January 24, 2022 - 4:09pm

In the US, the divide over Covid-19 restrictions is often cast as a matter of red versus blue states. Republican states like Florida have banned vaccine passports and school mask mandates, and have heavily restricted the ability of employers to mandate vaccination for their employees. In blue states, and especially in deep-blue cities like New York and Washington, D.C., mask mandates are the norm and patrons are required to show proof of vaccination to enter a bar, eat indoors at a restaurant, or go to a movie theatre or gym.  

Or at least, that’s what the law says. In practice, in vast swathes of America’s blue cities, these rules are entirely theoretical. I live in New York, and stringent Covid restrictions are almost exclusively the preserve of affluent (and predominantly white) neighbourhoods — most parts of Manhattan, plus the expensive, heavily gentrified areas of Brooklyn.

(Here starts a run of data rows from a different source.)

PR #1888, opened 2026-07-15
Updated CRV channel map

ehrlich-uva:
Updated CRV channel map
- ROC2/FEB5 --> ROC1/FEB2
- ROC2/FEB6 --> ROC2/FEB5
- ROC2/FEB7 --> ROC2/FEB6

Updated the SiPM calibration modules and TimeOffset calibration module.


oksuzian:
### PR Review Summary — "Updated CRV channel map"

Reviewed at head `7217a5f1c`, three-dot against merge-base `704459ce`. (Note the API's `base.sha` is main's current tip, not the branch point — main has moved 20 commits since, though none touch these files.)

**The channel map itself is clean and I could not fault it** — see "Verified correct" below. The module split is also the right call: the old `TABLE CRVTime` blocks in `CrvCalibration`/`CrvPedestalFinder` only ever *echoed* the DB back at itself (`_timeOffsets[i] = calib.timeOffset(i)` → written straight back out), so two jobs each emitted a round-trip of their own input and whichever ingested last won. Replacing that with one module that genuinely measures is a real improvement.

What blocks is the new module's output. All findings below are reproduced against the real files.

**Decision**
- Request changes.

**Scope understood**
- Three FEB remaps in `CRVConditions/data/extracted_v04.txt` (hardware truth — not something I can second-guess).
- Time-offset table writing removed from `CrvCalibration` + `CrvPedestalFinder`; `CrvTimingStudies` deleted, `CrvTimeOffsets` added as the sole `CRVTime` producer.

---

### Findings

**1. [S1] `CrvTimeOffsets` writes a sparse `TABLE CRVTime`; ingestion throws deterministically**

`CrvTimeOffsets_module.cc:394` builds `_channels` with `if(!crvChannelMap.onlineExists(offlineChannel)) continue;`, and the writer at `:362` iterates only `_channels`. That map is sparse by design (`CRVOrdinalMaker.cc:31`: *"both are sparse, so this is used to catch invalid access"*). For the geometry this PR targets, `extracted_v04.txt` maps **1920** channels out of **2304**, with the first gap at channel **1024**.

`DbTables/inc/CRVTime.hh:45` requires dense, ordered rows — *"enforce order, so channels can be looked up by index"*:

```cpp
if (channel >= CRVId::nChannels || channel != _rows.size()) {
  throw cet::exception("CRVTIME_BAD_CHANNEL") << "CRVTime::addRow bad channel, saw " ...
```

Since `_channels` is a `std::map` (`:106`) it emits ascending, so ingestion accepts rows 0..1023 and then throws:

```
saw channel 1025, expected 1024  ->  CRVTIME_BAD_CHANNEL
```

And even past that, `CRVCalibMaker.cc:60` throws `CRVCALIBMAKE_BAD_N_CHANNEL` on `1920 != 2304`. That is the same failure class as the Extracted nightly breakage in #1864 (2048→2304 channels).

This is introduced, not inherited: the removed blocks sized `_timeOffsets.resize(counters.size()*CRVId::nChanPerBar)` and looped `0..size()` — **dense to full geometry**. The deleted `CrvTimingStudies` wrote no file at all, so this writer is new code.

*Suggested fix:* iterate `0..nChan-1` and emit `0` for unmapped channels, mirroring the removed dense loop. The `,0` fallback at `:370` already exists for the found-map/no-offset case and just needs to cover the unmapped case too.

**2. [S1] An empty histogram silently becomes a 0.0 ns "measurement"**

`:132` `float mean=_h->GetMean(); //FIXME: replace by mean of gaussian fit` — that line is the *only* `GetMean`/`GetEntries` occurrence in the file. `TH1::GetMean()` returns 0 for an empty histogram, and `PreparePlots` creates a histogram for every *configured* pair whether or not data lands in it. So a dead FEB, a mistyped `firstFEB`, or a low-stats run injects an exact `0.0` that is indistinguishable from a real measurement, and the chain solver propagates it down the whole chain into the DB text file. Exit 0, no error.

The sibling module already has the right pattern — `CrvCalibration_module.cc:52` `minHistEntries{..., "minimum number of entries required for a fit", 100}` and `:223` `if(hist->GetEntries()<_minHistEntries) return false; //not enough data`.

*Suggested fix:* gate on a minimum entry count and drop the pair from `measuredTimeDiffs`, so the solver reports the channel unreachable rather than mis-solving it. (`TF1.h`/`TFitResult.h` are included but nothing is fitted — the FIXME is still open, and its output now feeds committed constants.)

**3. [S1] An empty `specialTimeOffsets` yields a full all-zeros table, silently**

`specialTimeOffsets` is required but may legally be `[]`. Then the seeding loop at `:267-270` never runs, `timeOffsets` stays empty, nothing is solved, `:342` prints a `cout` warning, and `:370` writes `<channel>,0` for **every** channel. Same outcome if no event carried the collection. The job exits 0 with a syntactically valid file that would clobber the real calibration on ingest.

*Suggested fix:* throw if `timeOffsets` is empty entering `endJob`, and refuse to write the file if any channel is unresolved rather than emitting 0.

Findings 2 and 3 share one root cause: **the module has no way to say "I don't have enough data to measure this."** Every configured pair produces a number, `0.0` is a legal-looking number, and no path fails the job or withholds the file. Because the artifact is a DB text file, the failure mode is a silent bad-calibration ingest rather than a crash.

**4. [S1, conditional — a question, only you can answer] In-place edit of a versioned map**

`crv_counters_extracted_v01/v02/v03` all set `crs.name = "extracted"` and share `extracted.txt`; v04 minted a new name *and* a new file on 2026-06-24 (`059242e52`, "added muon taggers to CRV KPP setup") precisely because the map changed. This PR changes the map again but keeps the name — same filename, different content.

That matters because selection is by geometry name only (`CRVOrdinalMaker.cc:44`: `filePath + "/" + GeomHandle<CosmicRayShield>()->getName() + ".txt"`), and `:101` says *"no database dependence (i.e. cable swaps) yet, so just return nominal"* — this PR **is** a cable swap, the exact case that comment defers. There is no run-dependent map, so old-cabling data decoded with the new map lands hits on wrong offline channels, silently.

**Was any real data taken, or MC produced, against v04 as it stood since 2026-06-24?** If no, an in-place edit is correct and cheap — just say so in the PR body so the record shows it was considered. If yes, this wants `extracted_v05` (+ `crv_counters_extracted_v05.txt`, `geom_common_extracted_v05.txt`, repointing `geom_common_extracted.txt`).

**5. [S2] `extracted.txt` encodes the identical cabling and was not remapped**

`extracted.txt` (1792 rows, geometry name `extracted`, still declared by `crv_counters_extracted_v01/v02/v03`) is a strict subset of old-v04: it agrees with **old-v04 on 1792/1792** channels and disagrees with new-v04 on **exactly the 64 ROC2/FEB5 channels**. It carries the same ROC1-missing-FEB2 hole.

So: if this PR **corrects a mis-documented map**, `extracted.txt` has the identical error for the identical physical FEB and needs the same 64-row remap. If it **records a physical re-cabling**, `extracted.txt` correctly describes the earlier state and must be left alone. Which is it?

**6. [S2] Guard dropped that the predecessor had**

`:357` `std::ofstream calibFile(_calibFileName);` is unchecked. Merge-base `CrvCalibration_module.cc:160` did `if(!outputFile.is_open()) throw cet::exception("CRVCALIB") << "Couldn't create output txt file " ...`. A bad path now means silent no-output after a full calibration run.

**7. [S2] `CrvPedestalFinder` keeps a now-pointless `CRVCalib` fetch that can throw**

`_calib_h` is read at exactly one place (`:161`), whose only purpose is filling `_timeOffsets` (`:164`) — which is now never read. The whole first-event block (`:157-166`) is dead. This matters because the pedestal finder is the *bootstrap* job, run before CRV calibration exists, yet it still pulls `CRVCalib` proditions through `CRVCalibMaker::fromDb`, which can throw `CRVCALIBMAKE_BAD_N_CHANNEL` on any table/geometry mismatch. The PR made the dependency pointless but left the crash risk. (In `CrvCalibration`, `_calib_h` stays legitimately live for `_pedestals`.)

*Suggested fix:* drop `:157-166`, the `_timeOffsets` member, `ProditionsHandle<CRVCalib> _calib_h`, and the `CRVCalib.hh`/`ProditionsHandle.hh` includes from `CrvPedestalFinder`.

**8. [S2] Outputs dropped without a replacement**

- Both removed blocks made a `crvTimeOffsets` TTree (`channel`/`timeOffset`); the new module creates **no TTree at all**. Anything reading that tree from the calibration ROOT file now finds nothing.
- `CrvTimingStudies` had `treeChannelMap` (channel/roc/feb/febChannel) and `treeCalib`, with the comment *"store channel map, pedestals and calibration constants in the file, so that it can later be used to write a full calibration set"*. Both are gone. In a PR titled "Updated CRV channel map", losing the channel-map dump is worth an explicit ack.
- Workflow: `CRVTime` used to be appended to the same `tmpDBfileName` as `TABLE CRVSiPM` (`prolog_v12.fcl:21` still says `calibration.txt`); it is now a standalone file. Splitting is *not* itself a break — `DbUtil.cc:65` starts a new table on any `TABLE` line — but any operator procedure ingesting one combined file per run now needs to handle two. Worth confirming the calibration doc is updated.

**9. [S2] Green CI does not validate this change**

`mu2e/buildtest` is genuinely `success` on the head (credit where due — all four commits predate the PR open, so the run covers `7217a5f1c`; the `buildtest/last` "triggered against dde444ee" string names the merge target, not the tested code). But the PR suite is ceSimReco / cosmicSimReco / ceDigi / ceMix / ceSteps / POT / muDauSteps / cosmicOffSpill / g4study / g4test_03MT / transportOnly — **none uses extracted geometry**. Extracted coverage lives in `Production/Validation/nightly/extracted_0{0..4}.fcl`, which is nightly, not PR-gated. So the map change and the new module compile-pass but are behaviourally untested until after merge.

Blast radius is real and not data-only: `Production` main (`062945c1`) `JobConfig/digitize/Extracted.fcl`, `reco/Extracted.fcl`, `recoMC/Extracted.fcl` and `cosmic/geom_cosmic_extracted.txt` all resolve to `geom_common_extracted.txt` → `extracted_v04`, and the sim consumers `CrvWaveformsGenerator_module.cc` / `CrvDigitizer_module.cc` read `CRVOrdinal`. (`recoMC/NoFieldRun1B.fcl` uses `geom_run1_b_v01.txt` → different `crs.name`, so the Run1B field-off chain is untouched.)

*Ask:* could you post output from an extracted job on this branch — e.g. `Production/Validation/nightly/extracted_00.fcl`, or `CRVReco/test/printChannelMap.fcl`?

**10. [S2] Histogram names contain `/`, plus a typo**

`:123` `Form("TimeDiffs_FEB/FGPA_%i/%i_%i/%i",...)`. ROOT creates the object, but `tfile->Get("TimeDiffs_FEB/FGPA_1/0_2/1")` parses the slashes as directory navigation and fails. Every sibling CRV histogram uses `_` (`crvPedestalHist_%lu`, `crvCalibrationHistPulseArea_%lu`), and the predecessor used `fpgaTimeDiff_%i_%i`. Also **`FGPA`** → `FPGA` (the title on `:124` spells it correctly).

**11. [S2] Unprotected `std::cout`/`std::cerr`, no verbosity gate**

`:220`, `:342-346`, `:347-354` (one line per FPGA, unconditional), `:369`. The Config has no `diagLevel`/`verbosity` Atom. Note `:369`'s `cerr` reports a condition that *corrupts the output file* — that should be an exception, not a stderr line. House rule is verbosity-gated or MessageFacility.

**12. [S3] Assorted**

- No fcl configures `CrvTimeOffsets` anywhere, and all 12 Atoms are required with no defaults — so running it means hand-writing the whole CRV FEB/module topology. The Config comments (`//extracted: 28,29`, `//extracted: "EX_0","T2_0"`) show you have the extracted values; they belong in a prolog entry. (Fair caveat: `CrvTimingStudies` had no fcl either — but it took 3 simple Atoms, not a detector topology, and it wasn't the sole source of a required DB table.)
- Dead `_timeOffsets` member in **both** modified modules (declared/resized/zeroed/assigned, never read). No `-Werror` risk — I checked rather than assumed; members never trigger unused-variable warnings (`-Wunused-private-field` is Clang-only).
- `CrvPedestalFinder`'s `<TTree.h>` (`:29`) is now dead — its sole `tfs->make<TTree>` was in the removed block — so `ROOT::Tree` (`CRVReco/CMakeLists.txt:46`) can go with it. Runtime impact nil (`-Wl,--as-needed` already drops libTree). `CrvCalibration` must keep both — it still makes `crvPedestals` at `:149`. Note `CrvPedestalFinder` does still use TFileService elsewhere (`:96`/`:103`), so that dep stays.
- Chain solver `:317-336` discards loop closures rather than using them as a residual check — a cheap, valuable QA number for a calibration.
- `:231` section-3 neighbor pairs build `histIndex` in config order while `analyze` only fills `fpga1->first < fpga2->first` (`:450`); a neighbor with a lower `firstFEB` never fills → (per finding 2) a silent 0. Normalize the pair or assert ordering.
- Hardcoded `*4` at `:121`,`:133`,`:269` where `CRVId::nFPGAPerFEB` is used elsewhere; `CRVId::nChanPerFPGA` already exists but is recomputed at `:365`/`:424`.
- `measuredTimeDiffs`/`timeOffsets` are `float` (`:264-265`) while `GetMean()` returns `double` and the consumer (`calib.timeOffset()`) is `double`; the solver accumulates along a chain, which is exactly where float hurts. Not limiting at O(100) ns, but free to fix.
- `:225` emplaces a PDF page unconditionally while plots are only added inside `if(!moduleConfig.muonTaggers())` → a blank page (ROOT clamps `Divide(0,1)`, so no crash).
- Stale comment `:319-321` ("That's why a negative sign is used below") — the first branch uses `+`. The algebra is correct; only the comment misleads.
- `for(auto moduleConfig : _moduleConfigs)` (`:189`,`:212`,`:242`) copies a 5-Atom fhicl struct per iteration → `const auto&`. Dead includes copied from the predecessor (`TMath.h`, `TNtuple.h`, `CrvStep.hh`, `ProtonBunchTime.hh`, `CLHEP/Units/GlobalSystemOfUnits.h` — no CLHEP unit is used). Empty `beginJob()`/`~CrvTimeOffsets()`.

---

### Verified correct — no action needed

- **The channel map is exactly what the PR body says.** 1920 rows, header unchanged, offline `Channel` column byte-identical. Exactly **192** changed rows = 3 × 64, forming precisely the three claimed remaps and nothing else, with `FEBchannel` preserved as an identity within each. **`(ROC,FEB,FEBchannel)` is unique across all 1920 rows before and after — zero aliasing**, which was the real corruption risk. No collision: the old map had no ROC1/FEB2 at all. Inventory goes `(2,7)` out / `(1,2)` in, still 30 FEBs × 64. The result makes ROC1 dense `1..24` — filling a lone hole in an otherwise-full ROC, which reads as a genuine fix rather than a cosmetic edit.
- No bound is invalidated: ROC ≤ 2 (`nROC=18`), FEB ≤ 24 (`nFEBPerROC=24`, and `OfflineMap`'s FEB dimension is `nFEBPerROC+1`, so index 24 is valid), FEBchannel ≤ 63 (`nChanPerFEB=64`). Same maxima as the old map.
- Sparse `Channel` numbering (0..2302, 383 gaps) is by design, not a defect. Offline-indexed siblings (`calib_*`, `photonyield_*`, `status_*`) stay structurally valid since the offline key set is untouched — none *need* an edit.
- **Zero dangling `CrvTimingStudies` references** anywhere in the tree (the grep is non-vacuous: the same pattern returns 12 hits at merge-base). **No Production PR is needed, and the deletion is safe precisely because its only consumers are already gone** — `Pass1/Wideband/CrvPass1_wideband2modules.fcl` and `CrvReco_wideband2modules.fcl` were the only things that ever set `module_type: CrvTimingStudies`, and `Pass1/Wideband/` no longer exists on `Production` main (only `Pass1/Calo` remains). `mu2e-trig-config` main: zero hits. CMake rename is correct, and `CRVReco/src/SConscript` globs `*_module.cc` so no SConscript edit is needed. `DEFINE_ART_MODULE(CrvTimeOffsets)` is correct: `:464` is `using mu2e::CrvTimeOffsets;`, matching the CRVReco house style (7 of 9 siblings).
- **The `LIBRARIES REG` list is adequate despite listing no `ROOT::` targets** — flagging this pre-emptively since it looks like a link error. The new module ODR-uses `TCanvas`/`TText`/`gROOT` (`:272`, `:278-281`) and `Offline::CRVReco → ROOT::Hist` does *not* back-pull Gpad/Graf, but `art_root_io::TFileService_service` (already listed, `CMakeLists.txt:92`) supplies both transitively. Confirmed against linker ground truth, not inference: `Analyses/InteractiveRoot` links only `TFileService_service` + `Offline::MCDataProducts`, uses `tfs->make<TCanvas>`, and its `.so` carries `NEEDED libGpad.so.6.32` while `libmu2e_MCDataProducts.so` pulls no ROOT at all. No new CRVConditions link need either — `CRVOrdinal::onlineExists`/`online` and `CRVCalib::timeOffset` are inline in-class, and the old module's `.so` has no `libmu2e_CRVConditions` in `DT_NEEDED`.
- The `TABLE CRVTime` byte format is otherwise identical (same header, column order, separator, precision), and the `#channel,timeOffset` vs `#channel, timeOffset` space is irrelevant — `DbUtil.cc:62` drops `#` lines before splitting. Only the row set regressed (finding 1).
- Sign convention is self-consistent (`corrected = raw + offset`); chain-solver termination is sound; no division by zero; `ProditionsHandle` members are not cached across events and `GeomHandle` is local to `analyze`; the `fhicl::Sequence<fhicl::Table<>>` pattern matches `CrvCoincidenceFinder`. No `-Wall -Werror` break in the PR.

### Residual risk

- The cabling itself is authoritative and unreviewable from outside — findings 4 and 5 hinge on facts only you have.
- Regression signal won't appear until the nightly extracted jobs run post-merge (finding 9).

### Author follow-ups

1. Fix the dense/sparse row set (finding 1) — the new module's primary artifact can't currently be ingested for `extracted_v04`.
2. Add a minimum-entries gate and refuse to emit unresolved channels (findings 2, 3), reusing `CrvCalibration`'s `minHistEntries` pattern.
3. Was any data taken or MC produced against v04 as it stood since 2026-06-24 (finding 4)? And is this a correction or a re-cabling, i.e. does `extracted.txt` need the same remap (finding 5)?
4. Could you post output from an extracted job on this branch — no PR CI test covers extracted geometry (finding 9).
5. Ship a prolog entry for `CrvTimeOffsets` so it's runnable as-is.
6. Best practice: consider splitting the module rename/split from the channel remap, and noting in the PR body that the calibration workflow now produces `CRVTime` from a separate file.

ehrlich-uva:
Responses:
1. It thinks it will throw, but it doesn't. The check if the channel exists at line 394 makes sure of that.
2. Will now cause error messages, if the mean couldn't be found correctly. Will be improved later.
3. It will cause error messages.
4. No useful/important data was taken between the first version of the channel map extracted_v04.txt and it's updated version. The calibration tables are not impacted by this change, since they rely only on the Offline channels.
5. extracted.txt needs to stay this way for older data that was recorded with the channel map written in extracted.txt
6. Fixed.
7. Fixed.
8. The removal of the trees and the separation of both tables is correct.
9. I tested the timeOffset module with the extracted geometry.
10. I changed the name to remove the slashes and fixed the typo.
11. I added a diagLevel.
12. _timeOffsets removed, TTree removed, fixed problem with limited number of FPGA pairs, hard-coded 4s fixed.

oksuzian:
@FNALbuild run build test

In Prospect Heights, where the median sale price of a home is $950,000 and the vaccination rate is 92.68% mask mandates are strictly enforced in all indoor settings. Most residents have voluntarily upgraded to N95s, and many of them have resumed masking outdoors. Businesses check vaccine cards and photo I.D.s as a matter of course. When I saw Licorice Pizza at a swanky local movie theatre, I was informed that the concession stand had been closed so that patrons wouldn’t be tempted to remove their masks to eat popcorn or take sips of water. 

By comparison, my own neighbourhood, Ridgewood, Queens (median sale price: $646,000, vaccination rate: 78.44%), feels as if it’s a different country. Indoor mask compliance is closer to 50%, and entirely voluntary — I’ve never witnessed an employee ask a patron to mask up or shoo a maskless customer out of an establishment. The vaccine pass is, similarly, almost totally unenforced, except in the hip establishments that cater to young creatives, most of them concentrated in the western portion of the neighbourhood bordering Brooklyn. My gym, on the Hispanic-and-white-ethnic east side, is entirely maskless, and takes a “don’t ask, don’t tell” attitude toward vaccination. When I expressed my gratitude to one of the gym’s employees for the mask-optional policy, she replied, in heavily Polish-accented English, that we were all adults and could make our own decisions.  

Pandemic restrictions may be a partisan divide, but they are also, increasingly, a class divide. Even within one of America’s deepest-blue cities, strict adherence to Covid precautions has become a symbolic gesture among affluent, vaccinated white people — in other words, those least at risk from the virus. But among the people who are, objectively speaking, more at risk — minorities, members of the working class — the attitude seems to be: it’s time to get on with life.